══ Given records ══

PR #1966, opened 2021-11-19
Reduce SSLSession cache misses (#1958)

Scottmitch:
Motivation:
The key for SSLSession is `peerHost+peerPort`. Our builders current
set the peerHost before resolution is complete. This may result in
cache misses if the hostname resolves to multiple IPs.

Modifications:
- The peerHost should be set after resolution, when the IP address
  is known. The cache key will then be specific to a host and more
  likely to have a cache hit. The peerHost is not authoritative so
  overriding should be safe.

Result:
SSLSession cache hits are more likely to happen in practice.


Scottmitch:
back port of https://github.com/apple/servicetalk/pull/1958

PR #2380, opened 2022-09-30
NettyCompression gzip streaming decompression over multiple buffers fix

Scottmitch:
Motivation:
NettyCompression's gzip streaming decompression fails to decompress
payloads when split over multiple buffers and may result in:

```
DecompressionException: Input is not in the GZIP format
```

Modifications:
- NettyCompressionStreamingSerializer skips bytes unconditionally after
  they are feed to the Netty decoders. However in some scenarios not all
  bytes maybe consumed, and if we skip the bytes the aggregation maintained
  by Netty's ByteToMessageDecoder will be discarded. Instead of skipping
  unconditionally we should only advance the reader index if the ByteBuf
  and Buffer don't already match.

### DIFF
--- a/servicetalk-encoding-netty/src/main/java/io/servicetalk/encoding/netty/NettyCompressionSerializer.java
+++ b/servicetalk-encoding-netty/src/main/java/io/servicetalk/encoding/netty/NettyCompressionSerializer.java
@@ -56,9 +56,7 @@ final class NettyCompressionSerializer implements SerializerDeserializer<Buffer>
         final MessageToByteEncoder<ByteBuf> encoder = encoderSupplier.get();
         final EmbeddedChannel channel = newEmbeddedChannel(encoder, allocator);
         try {
-            channel.writeOutbound(extractByteBufOrCreate(toSerialize));
-            toSerialize.skipBytes(toSerialize.readableBytes());
-
+            writeAndUpdateIndex(channel, toSerialize, false);
             // May produce footer
             preparePendingData(channel);
             drainChannelQueueToSingleBuffer(channel.outboundMessages(), nettyDst);
@@ -84,9 +82,7 @@ final class NettyCompressionSerializer implements SerializerDeserializer<Buffer>
         final ByteToMessageDecoder decoder = decoderSupplier.get();
         final EmbeddedChannel channel = newEmbeddedChannel(decoder, allocator);
         try {
-            channel.writeInbound(toByteBuf(serializedData));
-            serializedData.skipBytes(serializedData.readableBytes());
-
+            writeAndUpdateIndex(channel, serializedData, true);
             drainChannelQueueToSingleBuffer(channel.inboundMessages(), nettyDst);
             // no need to advance writerIndex -> NettyBuffer's writerIndex reflects the underlying ByteBuf value.
             cleanup(channel);
@@ -94,6 +90,21 @@ final class NettyCompressionSerializer implements SerializerDeserializer<Buffer>
         } catch (Throwable e) {
             safeCleanup(channel);
             throw new BufferEncodingException("Unexpected exception during decoding", e);
+        }
+    }
+
+    static void writeAndUpdateIndex(EmbeddedChannel channel, Buffer toSerialize, boolean inbound) {
+        ByteBuf byteBuf = extractByteBufOrCreate(toSerialize);
+        final int beforeReadableBytes = byteBuf.readableBytes();
+        if (inbound) {
+            channel.writeInbound(byteBuf);
+        } else {
+            channel.writeOutbound(byteBuf);
+        }
+        // extractByteBufOrCreate may have to copy if it isn't able to unwrap NettyBuffer and in this case we have to
+        // manually advance the Buffer indexes to reflect what was consumed.
+        if (byteBuf.readableBytes() != toSerialize.readableBytes()) {
+            toSerialize.skipBytes(byteBuf.readableBytes() - beforeReadableBytes);
         }
     }
 
--- a/servicetalk-encoding-netty/src/main/java/io/servicetalk/encoding/netty/NettyCompressionStreamingSerializer.java
+++ b/servicetalk-encoding-netty/src/main/java/io/servicetalk/encoding/netty/NettyCompressionStreamingSerializer.java
@@ -36,13 +36,13 @@ import java.util.function.Supplier;
 import javax.annotation.Nullable;
 
 import static io.servicetalk.buffer.api.ReadOnlyBufferAllocators.DEFAULT_RO_ALLOCATOR;
-import static io.servicetalk.buffer.netty.BufferUtils.extractByteBufOrCreate;
 import static io.servicetalk.buffer.netty.BufferUtils.getByteBufAllocator;
 import static io.servicetalk.buffer.netty.BufferUtils.newBufferFrom;
 import static io.servicetalk.concurrent.api.Single.succeeded;
 import static io.servicetalk.encoding.netty.NettyCompressionSerializer.cleanup;
 import static io.servicetalk.encoding.netty.NettyCompressionSerializer.preparePendingData;
 import static io.servicetalk.encoding.netty.NettyCompressionSerializer.safeCleanup;
+import static io.servicetalk.encoding.netty.NettyCompressionSerializer.writeAndUpdateIndex;
 import static java.util.Objects.requireNonNull;
 
 final class NettyCompressionStreamingSerializer implements StreamingSerializerDeserializer<Buffer> {
@@ -80,8 +80,7 @@ final class NettyCompressionStreamingSerializer implements StreamingSerializerDe
                 }
 
                 try { // onNext will produce AT-MOST N items (as received)
-                    channel.writeInbound(extractByteBufOrCreate(next));
-                    next.skipBytes(next.readableBytes());
+                    writeAndUpdateIndex(channel, next, true);
                     Buffer buffer = drainChannelQueueToSingleBuffer(channel.inboundMessages(), allocator);
                     if (buffer != null && buffer.readableBytes() > 0) {
                         subscriber.onNext(buffer);
@@ -148,8 +147,7 @@ final class NettyCompressionStreamingSerializer implements StreamingSerializerDe
                                     subscriber.onNext(buffer);
                                 }
                             } else {
-                                channel.writeOutbound(extractByteBufOrCreate(next));
-                                next.skipBytes(next.readableBytes());
+                                writeAndUpdateIndex(channel, next, false);
                                 Buffer buffer = drainChannelQueueToSingleBuffer(channel.outboundMessages(), allocator);
                                 if (buffer != null && buffer.readableBytes() > 0) {
                                     subscriber.onNext(buffer);
--- a/servicetalk-encoding-netty/src/test/java/io/servicetalk/encoding/netty/NettyCompressionStreamingSerializerTest.java
+++ b/servicetalk-encoding-netty/src/test/java/io/servicetalk/encoding/netty/NettyCompressionStreamingSerializerTest.java
@@ -1,0 +1,121 @@
+/*
+ * Copyright © 2022 Apple Inc. and the ServiceTalk project authors
+ *
+ * Licensed under the Apache License, Version 2.0 (the "License");
+ * you may not use this file except in compliance with the License.
+ * You may obtain a copy of the License at
+ *
+ *   http://www.apache.org/licenses/LICENSE-2.0
+ *
+ * Unless required by applicable law or agreed to in writing, software
+ * distributed under the License is distributed on an "AS IS" BASIS,
+ * WITHOUT WARRANTIES OR CONDITIONS OF ANY KIND, either express or implied.
+ * See the License for the specific language governing permissions and
+ * limitations under the License.
+ */
+package io.servicetalk.encoding.netty;
+
+import io.servicetalk.buffer.api.Buffer;
+import io.servicetalk.buffer.api.BufferAllocator;
+import io.servicetalk.buffer.api.CompositeBuffer;
+import io.servicetalk.concurrent.api.Publisher;
+import io.servicetalk.serializer.api.SerializerDeserializer;
+import io.servicetalk.serializer.api.StreamingSerializerDeserializer;
+
+import org.junit.jupiter.params.ParameterizedTest;
+import org.junit.jupiter.params.provider.EnumSource;
+
+import java.util.concurrent.ThreadLocalRandom;
+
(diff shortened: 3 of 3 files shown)


Scottmitch:
thx @colestanfield for providing a reproducer!

servicetalk-encoding-netty/src/test/java/io/servicetalk/encoding/netty/NettyCompressionStreamingSerializerTest.java
```diff
@@ -0,0 +1,76 @@
...
+        StreamingSerializerDeserializer<Buffer> serializer = type.serializer;
+        String rawString = "hello";
+        byte[] rawBytes = new byte[1024];
+        ThreadLocalRandom.current().nextBytes(rawBytes);
+        Buffer[] clearText = new Buffer[] {allocator.fromAscii(rawString), allocator.wrap(rawBytes)};
+        Publisher<Buffer> serializedPub = serializer.serialize(from(clearText), allocator);
+
+        CompositeBuffer serializedBuf = serializedPub.collect(allocator::newCompositeBuffer, (comp, buf) -> {
+            comp.addBuffer(buf);
+            return comp;
```
mgodave, line 62: nit: I think `addBuffer` returns `this` (looking at the ST buffer API) so the block and return and unnecessary.

servicetalk-encoding-netty/src/main/java/io/servicetalk/encoding/netty/NettyCompressionStreamingSerializer.java
```diff
@@ -80,8 +83,21 @@ public void onNext(@Nullable final Buffer next) {
                 }
 
                 try { // onNext will produce AT-MOST N items (as received)
-                    channel.writeInbound(extractByteBufOrCreate(next));
-                    next.skipBytes(next.readableBytes());
+                    final Buffer bufferToDecode;
+                    if (aggregate != null && aggregate.readableBytes() != 0) {
+                        aggregateNext(next);
+                        bufferToDecode = aggregate;
+                    } else {
```
mgodave, line 90: It was unclear from the test if this branch is being tested.

servicetalk-encoding-netty/src/main/java/io/servicetalk/encoding/netty/NettyCompressionStreamingSerializer.java
```diff
@@ -80,8 +83,21 @@ public void onNext(@Nullable final Buffer next) {
...
+                        bufferToDecode = next;
+                    }
+                    ByteBuf byteBuf = toByteBuf(bufferToDecode);
+                    channel.writeInbound(byteBuf);
+                    assert byteBuf.readableBytes() == bufferToDecode.readableBytes();
+                    if (bufferToDecode.readableBytes() > 0) {
+                        aggregateRemainder(bufferToDecode);
+                    } else {
```
mgodave, line 98: `aggregate == null` is an interesting case to make sure gets tested.

mgodave (approved):

servicetalk-encoding-netty/src/main/java/io/servicetalk/encoding/netty/NettyCompressionStreamingSerializer.java
```diff
@@ -110,6 +126,34 @@ public void onComplete() {
 
                 subscriber.onComplete();
             }
+
+            private void aggregateNext(Buffer next) {
+                assert aggregate != null;
+                if (!aggregate.isReadOnly() && aggregate.maxWritableBytes() >= next.readableBytes()) {
+                    aggregate.writeBytes(next);
+                } else {
+                    Buffer newAgg = allocator.newBuffer(aggregate.readableBytes() + next.readableBytes(),
```
idelpivnitskiy, line 135: This can overflow

servicetalk-encoding-netty/src/test/java/io/servicetalk/encoding/netty/NettyCompressionStreamingSerializerTest.java
```diff
@@ -0,0 +1,76 @@
...
+        GZIP(gzipDefaultStreaming()), DEFLATE(deflateDefaultStreaming());
+
+        final StreamingSerializerDeserializer<Buffer> serializer;
+
+        StreamingType(StreamingSerializerDeserializer<Buffer> serializer) {
+            this.serializer = serializer;
+        }
+    }
+
+    @ParameterizedTest(name = "{index}: flushStrategy = {0}")
```
idelpivnitskiy, line 49: flushStrategy -> algorithm?

servicetalk-encoding-netty/src/main/java/io/servicetalk/encoding/netty/NettyCompressionStreamingSerializer.java
```diff
@@ -80,8 +83,21 @@ public void onNext(@Nullable final Buffer next) {
                 }
 
                 try { // onNext will produce AT-MOST N items (as received)
-                    channel.writeInbound(extractByteBufOrCreate(next));
-                    next.skipBytes(next.readableBytes());
+                    final Buffer bufferToDecode;
+                    if (aggregate != null && aggregate.readableBytes() != 0) {
+                        aggregateNext(next);
+                        bufferToDecode = aggregate;
```
idelpivnitskiy, line 89: Consider chaning `aggregateNext` signature to return `Buffer`. Then we can do `bufferToDecode = aggregateNext(next);`

servicetalk-encoding-netty/src/main/java/io/servicetalk/encoding/netty/NettyCompressionStreamingSerializer.java
```diff
@@ -80,8 +83,21 @@ public void onNext(@Nullable final Buffer next) {
...
+                    } else {
+                        bufferToDecode = next;
+                    }
+                    ByteBuf byteBuf = toByteBuf(bufferToDecode);
```
idelpivnitskiy, line 93: Consider keeping pre-existing `extractByteBufOrCreate` to make sure we can work with `ReadOnlyByteBuffer`(s) too. Would be great to have a test.

servicetalk-encoding-netty/src/main/java/io/servicetalk/encoding/netty/NettyCompressionStreamingSerializer.java
idelpivnitskiy: +1 on increasing test coverage. There are missing branches in `aggregateNext`, `aggregateRemainder`, and `drainChannelQueueToSingleBuffer`.

servicetalk-encoding-netty/src/main/java/io/servicetalk/encoding/netty/NettyCompressionStreamingSerializer.java
```diff
@@ -110,6 +126,34 @@ public void onComplete() {
...
                 subscriber.onComplete();
             }
+
+            private void aggregateNext(Buffer next) {
+                assert aggregate != null;
+                if (!aggregate.isReadOnly() && aggregate.maxWritableBytes() >= next.readableBytes()) {
+                    aggregate.writeBytes(next);
+                } else {
+                    Buffer newAgg = allocator.newBuffer(aggregate.readableBytes() + next.readableBytes(),
+                            Integer.MAX_VALUE);
```
idelpivnitskiy, line 136: This is equal to the default `maxCapacity`, consider using an overload without 2nd argument.

servicetalk-encoding-netty/src/main/java/io/servicetalk/encoding/netty/NettyCompressionStreamingSerializer.java
```diff
@@ -110,6 +126,34 @@ public void onComplete() {
...
+
+            private void aggregateRemainder(Buffer bufferToDecode) {
+                if (aggregate == null || aggregate.readableBytes() == 0) {
+                    aggregate = bufferToDecode;
+                } else if (!aggregate.isReadOnly() &&
+                        aggregate.maxWritableBytes() >= bufferToDecode.readableBytes()) {
+                    aggregate.writeBytes(bufferToDecode);
+                } else {
+                    Buffer newAgg = allocator.newBuffer(
+                            aggregate.readableBytes() + bufferToDecode.readableBytes(), Integer.MAX_VALUE);
```
idelpivnitskiy, line 151: Same comments here

servicetalk-encoding-netty/src/test/java/io/servicetalk/encoding/netty/NettyCompressionStreamingSerializerTest.java
Scottmitch: good catch. I'll change to map to parameter name `type`.

servicetalk-encoding-netty/src/main/java/io/servicetalk/encoding/netty/NettyCompressionStreamingSerializer.java
Scottmitch: yes. we need to feed Netty a `ByteBuf` and since Netty doesn't queue data during the decode (which is why this PR is required) the most pending data we can feed is a single `ByteBuf`. So either we use `CompositeByteBuf` for aggregation or a single buffer with max of 2gb single chunks. Since this is streaming decoder the assumption is chunks can be smaller sizes to avoid overflow.

servicetalk-encoding-netty/src/main/java/io/servicetalk/encoding/netty/NettyCompressionStreamingSerializer.java
Scottmitch: unless its guaranteed by the interface I will keep it (I don't think we need to guarantee this in the interface) bcz this use case is specifically using the buffer for aggregation

servicetalk-encoding-netty/src/main/java/io/servicetalk/encoding/netty/NettyCompressionStreamingSerializer.java
idelpivnitskiy: agreed, it's ok to use a single buffer with max 2gb capacity. consider handling this use-case anyway to throw a more informative exception (`BufferEncodingException`?) instead of `IllegalArgumentException` that will come from allocator.

servicetalk-encoding-netty/src/main/java/io/servicetalk/encoding/netty/NettyCompressionSerializer.java
```diff
@@ -97,6 +93,21 @@ public Buffer deserialize(final Buffer serializedData, final BufferAllocator all
...
+    static void writeAndUpdateIndex(EmbeddedChannel channel, Buffer toSerialize, boolean inbound) {
+        ByteBuf byteBuf = extractByteBufOrCreate(toSerialize);
+        final int beforeReadableBytes = byteBuf.readableBytes();
+        if (inbound) {
+            channel.writeInbound(byteBuf);
+        } else {
+            channel.writeOutbound(byteBuf);
+        }
+        // extractByteBufOrCreate may have to copy if it isn't able to unwrap NettyBuffer and in this case we have to
+        // manually advance the Buffer indexes to reflect what was consumed.
```
idelpivnitskiy, line 105: 🎉

servicetalk-encoding-netty/src/test/java/io/servicetalk/encoding/netty/NettyCompressionStreamingSerializerTest.java
```diff
@@ -0,0 +1,121 @@
...
+        final SerializerDeserializer<Buffer> serializer;
+        final BufferAllocator allocator;
+
+        AggType(SerializerDeserializer<Buffer> serializer, BufferAllocator allocator) {
+            this.serializer = serializer;
+            this.allocator = allocator;
+        }
+    }
+
+    @ParameterizedTest(name = "{index}: type = {0}")
```
idelpivnitskiy, line 73:
```suggestion
    @ParameterizedTest(name = "{displayName} [{index}] type = {0}")
```
For Intellij IDEA `displayName` is not important, but in jUnit HTML report that will be published on CI the name won't be included without it.

servicetalk-encoding-netty/src/test/java/io/servicetalk/encoding/netty/NettyCompressionStreamingSerializerTest.java
```diff
@@ -0,0 +1,121 @@
...
+                        allocator.wrap(readAndCopy(serializedBuf, serializedBuf.readableBytes()))
+                ), DEFAULT_ALLOCATOR)
+                .collect(DEFAULT_ALLOCATOR::newCompositeBuffer, CompositeBuffer::addBuffer).toFuture().get();
+
+        assertThat(result.readableBytes(), equalTo(rawString.length() + rawBytes.length));
+        assertThat(result.readBytes(rawString.length()).toString(UTF_8), equalTo(rawString));
+        assertThat(result, equalTo(allocator.wrap(rawBytes)));
+    }
+
+    @ParameterizedTest(name = "{index}: type = {0}")
```
idelpivnitskiy, line 101:
```suggestion
    @ParameterizedTest(name = "{displayName} [{index}] type = {0}")
```

idelpivnitskiy (approved):
🚢

servicetalk-encoding-netty/src/test/java/io/servicetalk/encoding/netty/NettyCompressionStreamingSerializerTest.java
```diff
@@ -0,0 +1,121 @@
...
+        String rawString = "hello";
+        byte[] rawBytes = new byte[1024];
+        ThreadLocalRandom.current().nextBytes(rawBytes);
+        Buffer[] clearText = new Buffer[] {allocator.fromAscii(rawString), allocator.wrap(rawBytes)};
+        Publisher<Buffer> serializedPub = serializer.serialize(from(clearText), DEFAULT_ALLOCATOR);
+
+        CompositeBuffer serializedBuf = serializedPub
+                .collect(DEFAULT_ALLOCATOR::newCompositeBuffer, CompositeBuffer::addBuffer).toFuture().get();
+
+
```
idelpivnitskiy, line 87:
```suggestion

```

```
Error: eckstyle] [ERROR] /home/runner/work/servicetalk/servicetalk/servicetalk-encoding-netty/src/test/java/io/servicetalk/encoding/netty/NettyCompressionStreamingSerializerTest.java:85:109: There is more than 1 empty line after this line. [EmptyLineSeparator]
```

tkountis (approved):
lgtm nice finding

═══

* [Exercise prompt] Retype only this portion of the data above: the line containing "The key for", the line containing "unconditionally we should", and all lines between them, exactly.

* [Completed task]
The key for SSLSession is `peerHost+peerPort`. Our builders current
set the peerHost before resolution is complete. This may result in
cache misses if the hostname resolves to multiple IPs.

Modifications:
- The peerHost should be set after resolution, when the IP address
  is known. The cache key will then be specific to a host and more
  likely to have a cache hit. The peerHost is not authoritative so
  overriding should be safe.

Result:
SSLSession cache hits are more likely to happen in practice.


Scottmitch:
back port of https://github.com/apple/servicetalk/pull/1958

PR #2380, opened 2022-09-30
NettyCompression gzip streaming decompression over multiple buffers fix

Scottmitch:
Motivation:
NettyCompression's gzip streaming decompression fails to decompress
payloads when split over multiple buffers and may result in:

```
DecompressionException: Input is not in the GZIP format
```

Modifications:
- NettyCompressionStreamingSerializer skips bytes unconditionally after
  they are feed to the Netty decoders. However in some scenarios not all
  bytes maybe consumed, and if we skip the bytes the aggregation maintained
  by Netty's ByteToMessageDecoder will be discarded. Instead of skipping
  unconditionally we should only advance the reader index if the ByteBuf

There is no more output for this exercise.